Despite all of this, the saw is pretty good and may still have been a good choice for my 1/2 garage woodshop.

I had a delta 14" previously - you cannot even compare them. It's really night and day. Resawing was easy - I used a 1/2" woodslicer. You'll need to build a resaw fence. I love the european guides! Overall, a very good saw, but over priced. If you have space - look at the MM16.

I ended up with the Grizzly GO514X2. For the money, pretty good saw. I like many of the features. I do not like the guides. The resaw fence, in theory, is a great idea, but mine was not flat. They sent me another one without objections. Again, service is excellent at Grizzly - but I have had to call more than once.

If I had it to do again - I would spend the money to get the best.

i am happy to speak with you about this further, if you like.

Chris


----------



## Amir1234 (Feb 23, 2009)

Chris,

Thanks much for your reply, and how timely it was that I read it today. I was almost ready to order!!

I have also been researching those same brands, plus Agazzani. I was down to GO514×2, MM E16 and the Laguna 3000 series. I went to Grizzly show room in PA. The saw looked good, but a little sloppy and a bit bumpy, no nickle test needed. They said it was because of the mobile base! Agazzani is a mystery, there isn't enough information on it. I called one of the resources they had listed, while they did not give a bad review, they didn't sound that enthusiastic either.

I looked at the Hammer brand, and it did look a bit on the light side. I suspect the E16 is the same.

So, the question is, if you didn't have the extra cash (like me) to go for the best, would you still buy any of these? Or would you try to live with your 14" Delta.

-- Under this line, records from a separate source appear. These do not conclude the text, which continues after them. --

PR #11, opened 2019-09-10
CreateChannel: channel id is optional when members are present

Bogdan-D:
# Submit a pull request

## CLA

### DIFF
--- a/channel.go
+++ b/channel.go
@@ -268,7 +268,7 @@ func (c *Client) CreateChannel(chanType string, chanID string, userID string, da
 	case chanType == "":
 		return nil, errors.New("channel type is empty")
 	case chanID == "" && !membersPresent:
-		return nil, errors.New("channel ID or members are empty")
+		return nil, errors.New("either channel ID or members must be provided")
 	case userID == "":
 		return nil, errors.New("user ID is empty")
 	}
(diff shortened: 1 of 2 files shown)


channel.go
```diff
@@ -259,11 +259,16 @@ func (ch *Channel) UnBanUser(targetID string, options map[string]string) error {
...
+		_, membersPresent = data["members"]
+	}
+
 	switch {
 	case chanType == "":
 		return nil, errors.New("channel type is empty")
-	case chanID == "":
-		return nil, errors.New("channel ID is empty")
+	case chanID == "" && !membersPresent:
+		return nil, errors.New("channel ID or members are empty")
```
tbarbugli: should be `either channel ID or members must be provided` or `channel ID and members are empty`

channel.go
```diff
@@ -259,11 +259,16 @@ func (ch *Channel) UnBanUser(targetID string, options map[string]string) error {
 
 // CreateChannel creates new channel of given type and id or returns already created one
 func (c *Client) CreateChannel(chanType string, chanID string, userID string, data map[string]interface{}) (*Channel, error) {
+	var membersPresent bool
+	if len(data) > 0 {
+		_, membersPresent = data["members"]
```
ferhatelmas: this line is enough because nil map is accessible by default value

https://play.golang.org/p/HykDxMpGcUe

ferhatelmas: updated at #13

Issue #12, opened 2019-09-10
Proposal: integrate golangci-lint to automate quality checks


ferhatelmas:
If decided, happy to take care it.

tbarbugli:
never used; I kind of like review-dog + metalinter, needs some tweaks to reduce noise but eventually you get nice PR review comments for free

ferhatelmas:
@tbarbugli pushed a PR that does main integration, and corrected issues from errcheck. For the rest, I will wait for your confirmation.

Bogdan-D:
metalinter is dead, golang-ci is better replacement. We'll add it soon

ferhatelmas:
@Bogdan-D see https://github.com/GetStream/stream-chat-go/pull/14 - waiting for review.

PR #14, opened 2019-09-11
Integrate golangci-lint, impi and shfmt

ferhatelmas:
# Submit a pull request

## CLA

**golangi-lint**: most comprehensive metalinter, that
does errcheck, static analysis, etc.

**impi**: ensures import ordering

**shfmt**: automatic shell script formatting similar to gofmt

Add linting to travis.

fixes: #12

### DIFF
--- a/hack/run-lint.sh
+++ b/hack/run-lint.sh
@@ -1,0 +1,61 @@
+#!/usr/bin/env bash
+
+set -euo pipefail
+
+[[ -n ${DEBUG:-} ]] && set -x
+
+gopath="$(go env GOPATH)"
+
+if ! [[ -x "$gopath/bin/golangci-lint" ]]; then
+	echo >&2 'Installing golangci-lint'
+	curl --silent --fail --location \
+		https://install.goreleaser.com/github.com/golangci/golangci-lint.sh | sh -s -- -b "$gopath/bin" v1.18.0
+fi
+
+# configured by .golangci.yml
+"$gopath/bin/golangci-lint" run
+
+install_impi() {
+	impi_dir="$(mktemp -d)"
+	trap 'rm -rf -- ${impi_dir}' EXIT
+
+	GOPATH="${impi_dir}" \
+		GOBIN="${gopath}/bin" \
+		go get github.com/pavius/impi/cmd/impi
+}
+
+# install impi that ensures import grouping is done consistently
+if ! [[ -x "${gopath}/bin/impi" ]]; then
+	echo >&2 'Installing impi'
+	install_impi
+fi
+
+"$gopath/bin/impi" \
+	--local github.com/GetStream/stream-chat-go \
+	--scheme stdThirdPartyLocal \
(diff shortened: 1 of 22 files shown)


ferhatelmas:
This PR doesn't resolve #12 yet because there are still many issues that need to be fixed so that another PR can have a clean code but I wanted to show if the changes are inline with what we want.

pascaldekloe:
Looks fine apart for the differ removals. Why did you do that? Now tests leave garbage on assertion failure, no?

ferhatelmas:
@pascaldekloe `defer` could fail and they weren't checked but now they are checked (detected by `errcheck`). Otherwise, there shouldn't be any changes regarding messages.

pascaldekloe:
Sure, that error check is fine. But you shouldn't eliminate the defers; create inner functions for that.

ferhatelmas:
> But you shouldn't eliminate the defers; create inner functions for that.

Yes, that could be another option for implementation. Since these are tests, it seemed to me that moving these calls to later seemed more explicit.

If you want the other way, I can update.

ferhatelmas:
@pascaldekloe I will update this part as you said and will fix the rest of the issues, too. Later, today, I will update.

ferhatelmas:
One question is that how about changing package name to `stream` or `streamchat` because underscore in a package name is discouraged.

Since there is no nested package, it should be safe to do comparatively.

pascaldekloe:
@Bogdan-D, you are in charge here ☝️. I think @ferhatelmas is right here.

ferhatelmas:
This should be ready by now. 

If we want package name change, I can update but for now, I added boilerplate comment to silence the issue.

Bogdan-D:
the problem is it will be unexpected for existing clients if package name will change

hack/run-lint.sh
```diff
@@ -0,0 +1,61 @@
...
+set -euo pipefail
+
+[[ -n ${DEBUG:-} ]] && set -x
+
+gopath="$(go env GOPATH)"
+
+if ! [[ -x "$gopath/bin/golangci-lint" ]]; then
+	echo >&2 'Installing golangci-lint'
+	curl --silent --fail --location \
+		https://install.goreleaser.com/github.com/golangci/golangci-lint.sh | sh -s -- -b "$gopath/bin" v1.18.0
```
Bogdan-D: please use install path from official url

hack/run-lint.sh
```diff
@@ -0,0 +1,61 @@
...
+	install_impi
+fi
+
+"$gopath/bin/impi" \
+	--local github.com/GetStream/stream-chat-go \
+	--scheme stdThirdPartyLocal \
+	--skip "stream_chat_easyjson.go" \
+	./...
+
+install_shfmt() {
```
Bogdan-D: why do we install shfmt?

Bogdan-D:
Merged https://github.com/GetStream/stream-chat-go/pull/19

PR #15, opened 2019-09-16
Feature/bulk mute

Bogdan-D:
# Submit a pull request

## CLA

### DIFF
--- a/user.go
+++ b/user.go
@@ -36,7 +36,26 @@ type User struct {
 // Create a mute
 // targetID: the user getting muted
 // userID: the user muting the target
-func (c *Client) MuteUser(targetIDs []string, userID string) error {
+func (c *Client) MuteUser(targetID string, userID string) error {
+	switch {
+	case len(targetID) == 0:
+		return errors.New("target ID is empty")
+	case userID == "":
+		return errors.New("user ID is empty")
+	}
+
+	data := map[string]interface{}{
+		"target_id": targetID,
+		"user_id":   userID,
+	}
+
+	return c.makeRequest(http.MethodPost, "moderation/mute", nil, data, nil)
+}
+
+// Create a mute
+// targetID: the user getting muted
+// userID: the user muting the target
+func (c *Client) MuteUsers(targetIDs []string, userID string) error {
 	switch {
 	case len(targetIDs) == 0:
 		return errors.New("target IDs are empty")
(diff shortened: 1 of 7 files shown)


user.go
```diff
@@ -71,6 +90,25 @@ func (c *Client) UnmuteUser(targetID string, userID string) error {
 	return c.makeRequest(http.MethodPost, "moderation/unmute", nil, data, nil)
 }
 
+// Removes a mute
+// targetID: the user getting un-muted
+// userID: the user muting the target
+func (c *Client) UnmuteUsers(targetIDs []string, userID string) error {
+	switch {
```
tbarbugli: can't use a switch here (unless you use the fall through but that's ugly)

tbarbugli: (both params needs validation)

user.go
```diff
@@ -71,6 +90,25 @@ func (c *Client) UnmuteUser(targetID string, userID string) error {
...
+	case len(targetIDs) == 0:
+		return errors.New("target IDs is empty")
+	case userID == "":
+		return errors.New("user ID is empty")
+	}
+
+	data := map[string][]string{
+		"target_ids": targetIDs,
+		"user_id":    {userID},
```
tbarbugli: why are you sending `user_id` as []string? either server-side we do something weird or this client is weird

user.go
```diff
@@ -52,13 +52,32 @@ func (c *Client) MuteUser(targetID string, userID string) error {
...
+}
+
 // Removes a mute
 // targetID: the user getting un-muted
 // userID: the user muting the target
 func (c *Client) UnmuteUser(targetID string, userID string) error {
 	switch {
-	case targetID == "":
-		return errors.New("target ID is empty")
+	case len(targetID) == 0:
```
tbarbugli: previous check was better

user.go
Bogdan-D: @tbarbugli `url.Values` does have signature `map[string][]string`

user.go
Bogdan-D: don't remember why this was changed

user.go
Bogdan-D: switch looks cleaner than many if's, but it depends on reviewer

Bogdan-D: but ofc its not problem to just write multiple `if`.

PR #17, opened 2019-09-19
Missing api calls

Bogdan-D:
# Submit a pull request

## CLA

Implementation of missing methods:
1. GetApp, UpdateAppSettings
2. UpdateUser
3. ReactivateUser
4. GetMessage
5. Flag\Unflag message
6. UpdateChannelType
7. VerifyWebhook
8. channel.Query
9. Search

### DIFF
--- a/app.go
+++ b/app.go
@@ -75,7 +75,7 @@ type Policy struct {
 	UpdatedAt time.Time `json:"updated_at"`
 }
 
-type AppResponseFields struct {
+type AppConfig struct {
 	Name                 string                    `json:"name"`
 	OrganizationName     string                    `json:"organization"`
 	PushNotifications    PushNotificationFields    `json:"push_notifications"`
@@ -89,11 +89,11 @@ type AppResponseFields struct {
 }
 
 type appResponse struct {
-	App *AppResponseFields `json:"app"`
+	App *AppConfig `json:"app"`
 }
 
 // GetApp returns app settings
-func (c *Client) GetApp() (*AppResponseFields, error) {
+func (c *Client) GetApp() (*AppConfig, error) {
 	var resp appResponse
 
 	err := c.makeRequest(http.MethodGet, "app", nil, nil, &resp)
--- a/app.go
+++ b/app.go
@@ -92,8 +92,8 @@ type appResponse struct {
 	App *AppConfig `json:"app"`
 }
 
-// GetApp returns app settings
-func (c *Client) GetApp() (*AppConfig, error) {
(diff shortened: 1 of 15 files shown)


app.go
```diff
@@ -0,0 +1,113 @@
...
+	}
+
+	return resp.App, nil
+}
+
+// UpdateAppSettings makes request to update app settings
+// Example of usage:
+//  settings := NewAppSettings().SetDisableAuth(true)
+//  err := client.UpdateAppSettings(settings)
+func (c *Client) UpdateAppSettings(settings *AppSettings) error {
```
pascaldekloe: Update means you replace the settings with the provided object. With all that pointer use, I assume you're sending a patch here?

```go
// PatchAppConfig requests field changes for each non nil value.
func (c *Client) PatchAppConfig(patch  *AppConfigPatch) error {
```

query_test.go
```diff
@@ -40,3 +40,29 @@ func TestClient_QueryChannels(t *testing.T) {
...
+func TestClient_Search(t *testing.T) {
+	c := initClient(t)
+	ch := initChannel(t, c)
+
+	user1, user2 := randomUser(), randomUser()
+
+	text := randomString(10)
+
+	msg1, err := ch.SendMessage(&Message{Text: text + " " + randomString(25)}, user1.ID)
+	mustNoError(t, err)
```
pascaldekloe: Labels! 😡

How do you like your saw? Is the drift adjustment easy with the change of blade?................

Thanks Much

Amir


----------



## dandydon (Feb 22, 2010)

Amir and Chris,

Though these posting are rather old, I am in the market for a new band saw and wanted to know which saws you both finally purchased, why, and are you satisfied with your purchases? I'm hoping enough time has elapsed since this last posted message for both of you to have made your purchases and know if you feel you made the right decisions. Needless to say, like you, it's been overwhelming trying to decide which saw to purchase.

Thanks,

Don


----------



## woodworm (Jul 27, 2008)

Qouted *"The bottom line is this, at $1,700 with shipping, which is what I think I paid, I thought I had over paid and was frustrated that I did not get exactly what I thought i was getting."*

I think you made the right decision to return it (with full refund?). I would do the same if I were in your shoe.
Since I'm still searching and researching to buying a real decent BS for that amount of money, I'm interested to know what BS you purchased.
Thanks for sharing valuable info.


----------



## chrisc (Apr 22, 2008)

Hi Don and Marsol,

As I said above, I bought the Grizzly GO514X2. To get this saw up to the standards that I expected, it took a while and a lot of calls to grizzly. Ultimately, I needed new guides - and I really do not like their design - a new re-saw fence, and had to shim the table on one side to avoid bumping into the blade slot. Service at Grizzly is great and many of the people with whom I spoke were woodworkers and could understand my problems and frustrations - that helps.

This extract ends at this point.